The order granting summary judgment is affirmed.

NOTES

[1] The amendment is contained in Section 37 of Chapter 594 of the 1977 Statutes of Nevada.

[2] The amendment is contained in Section 53 of Chapter 594 of the 1977 Statutes of Nevada.

[3] Early retirees offer no evidence that the 1977 Legislature considered the cost of retroactively extending enhanced benefits to early and late retirees before enacting the amendments in question. Early retirees only offer a letter which shows that the PERS Board in 1979 considered the $24 million price tag to be too excessive to re-amend the statute to include early retirees. Although it could be assumed that the 1977 legislature considered the cost of extending the increased benefits to early retirees as excessive or prohibitive, such an economic determination provides sufficient reasonableness to satisfy due process, as long as no invidious distinction is made between the two classes of retirees. See Shapiro v. Thompson, 394 U.S. 618, 633, 89 S. Ct. 1322, 1330, 22 L. Ed. 2d 600 (1969).

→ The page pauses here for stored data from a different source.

PR #3938, opened 2020-02-12
workflows: quick fix formdata_url

pazembrz:
submission_url should be filled before extra_data will be moved to sourcE_data

### DIFF
--- a/inspirehep/modules/workflows/views.py
+++ b/inspirehep/modules/workflows/views.py
@@ -776,14 +776,19 @@ def start_workflow_for_literature_submission():
     submission_data['acquisition_source']['submission_number'] = str(workflow_object.id)
     workflow_object.data = submission_data
     workflow_object.extra_data['formdata'] = json['form_data']
-    workflow_object.extra_data['source_data'] = {
-        'extra_data': copy.deepcopy(workflow_object.extra_data),
-        'data': copy.deepcopy(workflow_object.data),
-    }
+
     # Add submission pdf from formdata.url
     form_url = workflow_object.extra_data['formdata'].get('url')
     if form_url and 'arxiv.org' not in form_url:
         workflow_object.extra_data['submission_pdf'] = form_url
+
+    # Remember that source_data should be created at the end, with all fields already
+    # filled. As first step in WF will overwrite everything with data form source_data
+    workflow_object.extra_data['source_data'] = {
+        'extra_data': copy.deepcopy(workflow_object.extra_data),
+        'data': copy.deepcopy(workflow_object.data),
+    }
+
     workflow_object.save()
     db.session.commit()
 


inspirehep/modules/workflows/views.py
```diff
@@ -776,14 +776,19 @@ def start_workflow_for_literature_submission():
...
-        'data': copy.deepcopy(workflow_object.data),
-    }
+
     # Add submission pdf from formdata.url
     form_url = workflow_object.extra_data['formdata'].get('url')
     if form_url and 'arxiv.org' not in form_url:
         workflow_object.extra_data['submission_pdf'] = form_url
+
+    # Remember that source_data should be created at the end, with all fields already
+    # filled. As first step in Wf will overwrite exerythiong with data form source_data
```
drjova: I'd just remove this comment :)

pazembrz: The problem was exactly because no one noticed that previous fix was adding `submission_pdf` after setting source_data. I added it so this not happen again. Why you would like to remove this comment?

drjova: if you'd like to keep it's ok just please fix the typos :)

```suggestion
    # filled. As first step in Wf will overwrite everything with data form source_data
```

pazembrz: :+1:

inspirehep/modules/workflows/views.py
```diff
@@ -776,14 +776,19 @@ def start_workflow_for_literature_submission():
...
+
     # Add submission pdf from formdata.url
     form_url = workflow_object.extra_data['formdata'].get('url')
     if form_url and 'arxiv.org' not in form_url:
         workflow_object.extra_data['submission_pdf'] = form_url
+
+    # Remember that source_data should be created at the end, with all fields already
+    # filled. As first step in WF will overwrite everything with data form source_data
+    workflow_object.extra_data['source_data'] = {
+        'extra_data': copy.deepcopy(workflow_object.extra_data),
```
michamos: I hate to be this guy, but I have to ask, why do you need a `deepcopy`? In order to avoid the circular reference, it looks to me that a `copy` is enough.
```suggestion
        'extra_data': copy.copy(workflow_object.extra_data),
```

inspirehep/modules/workflows/views.py
```diff
@@ -776,14 +776,19 @@ def start_workflow_for_literature_submission():
...
+        'data': copy.deepcopy(workflow_object.data),
```
michamos: I don't think you even need the copy here, as you're storing `data` in `extra_data`.
```suggestion
        'data': workflow_object.data,
```

inspirehep/modules/workflows/views.py
pazembrz: I'm not author of this code.

inspirehep/modules/workflows/views.py
pazembrz: I'm not author of this code.

inspirehep/modules/workflows/views.py
michamos: Now you are :)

[4] This purpose is one of the express objectives behind maintaining the PERS in Nevada, as set forth in NRS 286.015(1), which states, in pertinent part:

Declaration of state policy; purpose of chapter.

"1. It is the policy of this state to provide, through the public employees' retirement system:

... .

(c) A system which will make government employment attractive to qualified employees in various categories of service and which will encourage these employees to remain in government service for such periods of time as to give the public employer full benefit of the training and experience gained by these employees while employed by public employers."

[5] While the right to pursue a lawful occupation is a fundamental right, Smith v. Texas, 233 U.S. 630, 34 S. Ct. 681, 58 L. Ed. 1129 (1914), a right to retirement funds as a source of individual and familial support has not been so recognized.

[6] See Article 1, Section 10 of the United States Constitution and Article 1, Section 15 of the Nevada Constitution.

[7] NRS 286.6793(1) states:

"1. All retirement allowances or benefits for survivors offered pursuant to this chapter become vested on the date that the employee completes 10 years of creditable service or become entitled to begin receiving such benefits or on the date of his death, whichever event occurs first. Unless otherwise specifically provided by the amendatory act, any change in the provisions of this chapter is retroactive for all service of any member prior to the date of vesting, but no such change may impair any vested allowance or benefit."